The study period started 24 months prior to index date and ended on 31 December 2022, at death, emigration, or 24 months post-ETI initiation, whichever came first.
Outcomes and data sources
Health care contacts were retrieved from the Danish National Patient Registry (DNPR). Contacts were classified as acute (unplanned) or elective (planned) hospitalizations, and acute or elective outpatient visits to public and private hospitals. Additionally, non-hospital health care resource utilization was reported, including visits to GPs, other specialists, non-hospital physiotherapists or chiropractors, pharmacies, and blood sampling appointments. Other specialists were defined as specialist doctors practicing outside hospitals. The validity of hospital admission type in the DNPR is high [14].
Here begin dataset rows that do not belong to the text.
PR #10215, opened 2025-08-23
Fix extra query in company/part/ endpoint when manufacturer_detail=true

Reza98Sh:
This patch improves performance by preventing an unnecessary database query triggered when manufacturer_detail=true in the company/part/ endpoint.

The extra query was causing avoidable overhead; now it has been eliminated.

Screenshot from 2025-08-23 20-11-59


SchrodingersGat:
@Reza98Sh thanks for the improvement 😁

Issue #10208, opened 2025-08-20
[docker]musl libc ignored edns0 option causing the microsoft login to fail


tamisoft:
### Please verify that this bug has NOT been raised before.

- [x] I checked and didn't find a similar issue

### Describe the bug*

The docker images are built using musl libc, and that[ ignores in the /etc/resolv.conf](https://git.musl-libc.org/cgit/musl/tree/src/network/resolvconf.c#n41) the `options edns0 no-aaaa`  line. This will cause name resolution error on domain names that return an answer larger than 512 bytes. For example: login.microsoftonline.com
This will cause the oauth login to fail due to name resolution timeout.

This issue could cause weird problems with other components as well that rely on cloud infrastructure with various hosts providing the service (I could think of S3 from AWS for example).

Currently I am using a workaround, where the local `bind/named` server got an option: `minimal-responses yes;` and the answer this way is only 401 bytes, so it is working again. 

One of the potential solutions would be to build the images also with a glibc based image and add it as a -glibc, or -ubuntu tag.

The cross test to find this problem was to execute a fedora:41 container in the same network namespace and that had no problem with the name resolution when the `options` line was in the `resolv.conf`, but would experience the same behavior if it was removed. After this I was packet capturing the `podman1` interface to verify that this is indeed the case.

I think the fix would be to change [this line](https://github.com/inventree/InvenTree/blob/e3a1c5fa20c2395789505deb195a4d1aaf489b7c/contrib/container/Dockerfile#L12C6-L12C16) to `FROM python:3.11-trixie AS inventree_base` and update the installed packages to use the debian equivalents.

### Steps to Reproduce

1. install inventree as docker image
2. start the container
3. podman exec -it inventree-server ping login.microsoftonline.com

### Expected behaviour

the name resolution would resolve answers larger than 512 bytes

### Deployment Method

Docker

### Version Information

# Version Information:
InvenTree-Version: 0.17.11
Django Version: 4.2.17
Commit Hash: e2a092e
Commit Date: 2025-04-22

Database: mysql
Debug-Mode: False
Deployed using Docker: True
Platform: Linux-6.15.4-200.fc42.x86_64-x86_64-with
Installer: DOC

[...]

PR #10227, opened 2025-08-25
Debian docker image

SchrodingersGat:
- Swap from alpine to debian slim-trixie
- Refactor Dockerfile
- Optimize image size
- Reduce @vitejs/plugin-react version
- Closes https://github.com/inventree/InvenTree/issues/10208

### Overview

This PR refactors the docker image to use a debian base rather than alpine.

Advantages:

- Better broad compatibility than alpine which uses musl builds
- Similar setup to the installer package (debian base)
- Similar setup to the devcontainer image
- Fixes some ongoing issues with alpine based image

### Comparison

The size of the new image is less than the previous alpine image after trimming:

image


wolflu05:
Interesting, why is our current alpine based image so big? I thought it was around <750MB where I last touched it and reduced it from >1.2GB (the old Debian based)?

contrib/container/docker-compose.yml
```diff
@@ -42,7 +42,7 @@ services:
     # Database service
     # Use PostgreSQL as the database backend
     inventree-db:
-        image: postgres:16
+        image: postgres:17
```
matmair, line 45: this might be dangerous; have you checked this does work as a drop-in?

contrib/container/dev-docker-compose.yml
```diff
@@ -18,7 +18,7 @@ services:
     # Use PostgreSQL as the database backend
     # Note: This can be changed to a different backend if required
     inventree-dev-db:
-        image: postgres:13
+        image: postgres:17
```
matmair, line 21: This is a very large jump, I do not think auto-migrations work with that many versions

matmair (approved):
LGTM

contrib/container/dev-docker-compose.yml
SchrodingersGat: This change does not actually force any change on the user.

- If they already have a working docker compose file, they will not need to change (and their db will remain pinned at `postgres:13`) 
- If they are starting a new docker setup, they will get the latest `postgres:17` image

Additionally, they  can always edit their docker compose file as it is intended to be copied outside of the InvenTree source code anyhow

matmair:
@SchrodingersGat great to see; this should prop be called out in the breaking section

PR #10260, opened 2025-09-03
fix a few docker security holes

matmair:
fixes a few security scanner results from https://github.com/inventree/InvenTree/pull/10227


SchrodingersGat:
Nice improvements :)

Issue #9382, opened 2025-03-25
Cannot import BOM -- Invalid Type


galmiklos:
### Please verify that this bug has NOT been raised before.

- [x] I checked and didn't find a similar issue

### Describe the bug*

Trying to import a BOM to an assembly part from a csv file. I have all the parts added to the inventory, with the manufacturer part number as "Part". All rows show "Incorrect type. Expected pk value, received str."

### Steps to Reproduce

1. Create a part, assembly type.
2. Click the "Import BOM Data" icon.
3. Select csv file (attached for reference) and Submit.
[SmartPrintCoreH7x_BOM.csv](https://github.com/user-attachments/files/19458327/SmartPrintCoreH7x_BOM.csv)
5. Map the "Manufacturer_Part_Number" column to Component, and the "Qty" column to Quantity. 
![Image](https://github.com/user-attachments/assets/cbeb72e3-fd4d-41f3-b364-d9cf914d58e0)

5. Click Accept Column Mapping

All entries in the Component column are marked incorrect.

![Image](https://github.com/user-attachments/assets/535bb0b8-788e-4ff3-b02c-e6845b994351)

### Expected behaviour

I expect the BOM import to work with this csv file.

### Deployment Method

- [ ] Docker
- [ ] Package
- [x] Bare metal
- [ ] Other - added info in Steps to Reproduce

### Version Information

InvenTree-Version: 0.18.0 dev
Django Version: 4.2.19
Commit Hash: 06961c6
Commit Date: 2025-03-07
Commit Branch: master
Database: mysql
Debug-Mode: False
Deployed using Docker: False
Platform: Linux-6.8.0-52-generic-x86_64-with-glibc2.35
Installer: GIT
[...]

PR #10268, opened 2025-09-04
BOM import: add field selection for item reference (ID/IPN/Name)

### LINKED ISSUE #7574: [Importer] Natural Key Support
When importing a dataset with "foreign key" relations, these may be specified with a natural key (e.g. "name" / "sku" / etc) - rather than the internal InvenTree ID - especially when importing from a different dataset.

So, add some options to lookup using other fields in the related model, rather than just "pk" value. "pk" is used as a priority, when a valid pk is provided.

For example when importing rows for a purchase order, supplier parts could be looked up by "sku" - this will be present when importing a purchase order dataset from an external supplier.

### LINKED ISSUE #9248: [FR] Add IPN as matching field for BoM import

### Problem statement

I have used IPN as part identifier for BoM imports from KiCad. I just realized that the PUI BoM importer do not support that. In the latest [documentation](https://docs.inventree.org/en/latest/build/bom_import/#select-fields) it is stated that IPN is the prefered way. _Specifying the Part_IPN field matching is very powerful as it allows to create direct pointers to InvenTree parts_ 

Image

### Suggested solution

Would be nice to get IPN matching possibility also in PUI.

Easily solved with a bit of processing in Excel between the KiCad BoM and an Inventree part export, but  it would be better to avoid this step.

### Examples of other systems

Inventree 17.x / CUI

- [ ] I want to develop this.

TehDmitry:
#9248, #9382 and partly #7574
inspired by #2349

vivaldi_Yn0jh0W0yL

edit matmair:
Closes #9248
Closes #7574

### DIFF
--- a/src/backend/InvenTree/importer/models.py
+++ b/src/backend/InvenTree/importer/models.py
@@ -4,6 +4,7 @@ import json
 from collections import OrderedDict
 from typing import Optional
 
+from django.apps import apps
 from django.contrib.auth.models import User
 from django.core.exceptions import ValidationError as DjangoValidationError
 from django.core.validators import FileExtensionValidator
@@ -312,6 +313,24 @@ class DataImportSession(models.Model):
                 available_fields=available_fields,
                 commit=False,
             )
+
+            for key in row.data:
+                if f'_reference_{key}' in self.field_overrides:
+                    reference = self.field_overrides.get(f'_reference_{key}')
+                    Part = apps.get_model('part', 'Part')
+                    parts = []
+
+                    if reference == 'ipn':
+                        part_ipn = row.data.get(key)
+                        parts = Part.objects.filter(IPN=part_ipn)
+                    elif reference == 'name':
+                        part_name = row.data.get(key)
+                        parts = Part.objects.filter(name=part_name)
+
+                    if parts.count() == 1:
+                        part = parts.first()
+                        # Update the 'part' value in the row
+                        row.data[key] = part.pk if part is not None else None
 
             row.valid = row.validate(commit=False)
             imported_rows.append(row)
--- a/src/backend/InvenTree/importer/models.py
+++ b/src/backend/InvenTree/importer/models.py
@@ -315,22 +315,23 @@ class DataImportSession(models.Model):
             )
 
             for key in row.data:
-                if f'_reference_{key}' in self.field_overrides:
-                    reference = self.field_overrides.get(f'_reference_{key}')
-                    Part = apps.get_model('part', 'Part')
-                    parts = []
+                if f'_import_as_{key}' in self.field_overrides:
+                    row_value = row.data.get(key)
+                    import_as = self.field_overrides.get(f'_import_as_{key}')
+                    results_with_pk = []
 
-                    if reference == 'ipn':
-                        part_ipn = row.data.get(key)
-                        parts = Part.objects.filter(IPN=part_ipn)
-                    elif reference == 'name':
-                        part_name = row.data.get(key)
-                        parts = Part.objects.filter(name=part_name)
+                    if import_as == 'Part.IPN':
+                        Part = apps.get_model('part', 'Part')
+                        results_with_pk = Part.objects.filter(IPN=row_value)
 
-                    if parts.count() == 1:
-                        part = parts.first()
-                        # Update the 'part' value in the row
-                        row.data[key] = part.pk if part is not None else None
+                    elif import_as == 'Part.name':
+                        Part = apps.get_model('part', 'Part')
+                        results_with_pk = Part.objects.filter(name=row_value)
+
+                    if results_with_pk.count() == 1:
+                        results_with_pk = results_with_pk.first()
+                        # Update the value in the row
+                        row.data[key] = results_with_pk.pk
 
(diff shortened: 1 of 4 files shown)


SchrodingersGat:
@TehDmitry this is an interesting idea, but your approach is very much hard-wired for "part" import. The importer works for many different models, and so the approach should be generic too.

I would suggest that to make this generic, we add a list of possible "Import ID" fields to the underlying import model class. So, for the "Part" class, you might add:

```python
class Part(...):
    
    def import_id_fields(self):
        """Return a list of potential ID fields for import."""
        return ['pk', 'IPN', 'name']
       
```

If this method is not specified, then the importer just uses the 'pk' field (as a default).

The import process then matches the provided field values, to the "names" of the fields (which are translated already, so we don't need to replicate that).

Then, the import system exposes the available import field types for any "foreign key relation" to the frontend.

I like the frontend implementation, that's a clean way of handling this.

Overall, this is a really nice enhancement - we just need to make it generic!

src/frontend/src/components/importer/ImporterColumnSelector.tsx
```diff
@@ -126,6 +127,60 @@ function ImporterDefaultField({
...
+          // TODO: Error message?
+        });
+    },
+    [column]
+  );
+
+  return (
+    <Select
+      data={[
+        { value: 'id', label: 'Import by ID' },
```
SchrodingersGat: This should be generic - the available field / name combinations can be supplied via the API

src/frontend/src/components/importer/ImporterColumnSelector.tsx
```diff
@@ -126,6 +127,60 @@ function ImporterDefaultField({
...
+        { value: 'ipn', label: 'Import by IPN' },
+        { value: 'name', label: 'Import by Name' }
+      ]}
+      value={partReference}
+      onChange={onChange}
+      placeholder='Select reference'
```
SchrodingersGat: Any user-facing text must be translated:

```tsx
placeholder={t`Select reference`}
```

src/frontend/src/components/importer/ImporterColumnSelector.tsx
```diff
@@ -150,7 +205,12 @@ function ImporterColumnTableRow({
         </Group>
       </Table.Td>
       <Table.Td>
-        <Text size='sm'>{column.description}</Text>
+        <Flex justify='space-between' align='center'>
+          <Text size='sm'>{column.description}</Text>
+          {column.field === 'sub_part' && (
```
SchrodingersGat: This is not generic. The conditions for displaying the `<ReferenceSelect>` component should be:

1. The field is a "related" field
2. The field exposes multiple options for the lookup reference field (default = 'pk', singular)

src/backend/InvenTree/importer/models.py
```diff
@@ -313,6 +314,24 @@ def import_data(self) -> None:
                 commit=False,
             )
 
+            for key in row.data:
+                if f'_reference_{key}' in self.field_overrides:
+                    reference = self.field_overrides.get(f'_reference_{key}')
+                    Part = apps.get_model('part', 'Part')
+                    parts = []
+
+                    if reference == 'ipn':
```
SchrodingersGat: See notes in PR review.

SchrodingersGat (changes requested):

src/backend/InvenTree/importer/models.py
```diff
@@ -313,6 +314,25 @@ def import_data(self) -> None:
                 commit=False,
             )
 
+            for key in row.data:
```
SchrodingersGat, line 317: Looks like you still have some hard-coded fields here - the "import_as" fields should not have to be called out by name.

src/backend/InvenTree/part/models.py
```diff
@@ -2674,6 +2674,11 @@ def is_part_low_on_stock(self):
         """Returns True if the total stock for this part is less than the minimum stock level."""
         return self.get_stock_count() < self.minimum_stock
 
+    @staticmethod
+    def import_as_fields():
+        """Return a list of potential ID fields for import."""
+        return ['id', 'IPN', 'name']
```
SchrodingersGat, line 2680: Nice, this is a simple way to specify the import-as options

src/frontend/src/components/importer/ImporterColumnSelector.tsx
```diff
@@ -126,14 +126,79 @@ function ImporterDefaultField({
   );
 }
 
+function ImporterPartImportAsSelect({
```
SchrodingersGat, line 129: This should be `ImporterImportAsSelect` - it is not specific to importing parts, it should be generic across any type of import

SchrodingersGat (changes requested):

SchrodingersGat:
@TehDmitry have you had any chance to review this further?

Badokas:
Any updates on this? We need this functionality, maybe I can help?

SchrodingersGat:
@TehDmitry still around and planning on pushing this ahead?

SchrodingersGat:
Closing this, https://github.com/inventree/InvenTree/pull/11288 provides a much cleaner approach

PR #10279, opened 2025-09-06
Refactor (backend): Improve BuildItemList API filters

Reza98Sh:
This PR addresses issue https://github.com/inventree/InvenTree/issues/9481 for the StockList endpoint by removing undocumented query parameters.

- Refactors 'exclude_tree', 'cascade', and 'location' filters in StockList API endpoint
- Update related unit tests and fixtures 
- Update api_version.py

### DIFF
--- a/src/backend/InvenTree/InvenTree/api_version.py
+++ b/src/backend/InvenTree/InvenTree/api_version.py
@@ -9,7 +9,6 @@ INVENTREE_API_TEXT = """
 
 v391 -> 2025-09-06 : https://github.com/inventree/InvenTree/pull/10279
     - Refactors 'exclude_tree', 'cascade', and 'location' filters in StockList API endpoint
-    - Removes undocumented 'filter_queryset' method in StockList view
 
 v390 -> 2025-09-03 : https://github.com/inventree/InvenTree/pull/10257
     - Fixes limitation on adding virtual parts to a SalesOrder
--- a/src/backend/InvenTree/InvenTree/api_version.py
+++ b/src/backend/InvenTree/InvenTree/api_version.py
@@ -7,7 +7,7 @@ INVENTREE_API_VERSION = 391
 
 INVENTREE_API_TEXT = """
 
-v391 -> 2025-09-06 : https://github.com/inventree/InvenTree/pull/10259
+v391 -> 2025-09-06 : https://github.com/inventree/InvenTree/pull/10279
     - Refactors 'exclude_tree', 'cascade', and 'location' filters in StockList API endpoint
     - Removes undocumented 'filter_queryset' method in StockList view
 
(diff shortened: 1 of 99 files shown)


src/backend/InvenTree/InvenTree/api_version.py
```diff
@@ -1,11 +1,16 @@
...
-INVENTREE_API_VERSION = 390
+INVENTREE_API_VERSION = 391
 
 """Increment this API version number whenever there is a significant change to the API that any clients need to know about."""
 
 INVENTREE_API_TEXT = """
+
+v391 -> 2025-09-06 : https://github.com/inventree/InvenTree/pull/10279
+    - Refactors 'exclude_tree', 'cascade', and 'location' filters in StockList API endpoint
+    - Removes undocumented 'filter_queryset' method in StockList view
```
matmair: I think this lines is not interesting for API consumers, we should consider if we remove this

matmair (approved):

src/backend/InvenTree/InvenTree/api_version.py
Reza98Sh: Just to confirm — you mean we don’t need to update the api_version for this change, right?

matmair: Thank you for asking; only the last line. My statement was not formulated clearly enough

SchrodingersGat (approved):

src/backend/InvenTree/stock/fixtures/stock.yaml
matmair, line 1: Why is this changed? It seems to cause problems in the mysql CI checks

src/backend/InvenTree/InvenTree/api_version.py
matmair:
```suggestion
```

src/backend/InvenTree/stock/fixtures/stock.yaml
Reza98Sh: For the `exclude_tree` test, I had to update it to use it in the test.
 In my local setup, the test worked.

matmair: did you test with mysql? The CI seems to fail

Reza98Sh: No I only tested with postgre. I’ll test it with mysql and update the code if I find any issues.

Reza98Sh: I have fixed it.

This happened because StockItem has a self-referential ForeignKey (parent_id).
When using MySQL, deleting all rows with .delete() fails if child rows still reference a parent row, as MySQL enforces ON DELETE restrictions differently than PostgreSQL

matmair (approved):
LGTM

SchrodingersGat:
@Reza98Sh thanks for the contribution :)

PR #10282, opened 2025-09-08
fix(backend): re-add active plugins to anon status

matmair:
This was disabled due to wrong feedback by me, common debug tools and desktop client discovery does not work because of this.


matmair:
I added a small fix to make the mfa test more robust

PR #10287, opened 2025-09-08
[UI] Fix Quantity calculation in OrderPartsWizard

TehDmitry:
Previously, the Quantity field was calculated as 0 when opening the Order Parts Wizard from certain stock views, e.g.:
- Stock → Stock Details → Order
- Stock → Stock Items → Order
- etc.

The Part object used in the wizard did not contain the required fields for quantity calculation.
Now the wizard fetches the required data directly from the API instead of relying on incomplete Part object data.

vivaldi_XSrhh3ffvc

### DIFF
--- a/src/backend/InvenTree/part/serializers.py
+++ b/src/backend/InvenTree/part/serializers.py
@@ -1263,6 +1263,7 @@ class PartRequirementsSerializer(InvenTree.serializers.InvenTreeModelSerializer)
             'allocated_to_build_orders',
             'required_for_sales_orders',
             'allocated_to_sales_orders',
+            'minimum_stock',
         ]
 
     total_stock = serializers.FloatField(read_only=True, label=_('Total Stock'))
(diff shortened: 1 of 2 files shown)


TehDmitry:
Draft PR for review

After creating some Build Orders and trying to create Purchase Orders, I realized that my previous idea was incorrect.
Because there are many possible usage scenarios, it’s not possible to calculate a single “right” value.

I think the Wizard should display part stock data, requirements, and data from the Build Order (default quantity), and give the user the ability to choose.
I’m not completely sure which fields should be shown, though.

vivaldi_KdtMpJ4Mzh

SchrodingersGat:
### Popover

image

Instead of a Popover please look at using a [HoverCard](https://mantine.dev/core/hover-card/) as we have done for other hover-over UI elements in the interface.

Additionally, please clean up the text presented in this hovercard:

- There is a mix of capitalization
- Some entries use an underscore
- Not all items are translated

PR #10304, opened 2025-09-11
Release version checker

SchrodingersGat:
- Refactor / update script for checking InvenTree version
- Preparing for 1.0.0 rc release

In the DNPR, health care contacts are registered with the CPR number and the date of the contact. Hospitalizations are registered with a start and end date. For each month pre- and post-index, we assigned variables indicating (1) months since ETI initiation, (2) whether a health care contact within each of the identified health care outcomes occurred, (3) COVID-19, defined as the official lockdown period in Denmark between 19 March 2020 and 6 April 2021 [15], and (4) season (spring: March–May, summer: June–August, fall: September–November, winter: December–February). Population characteristics including sex, age, previous CFTR modulator therapy, forced expiratory volume in the first second (FEV1) (most recent pre-index measurement), pancreatic insufficiency, and CF-related diabetes were ascertained from the Danish Cystic Fibrosis Registry (DCFR) as of the index date.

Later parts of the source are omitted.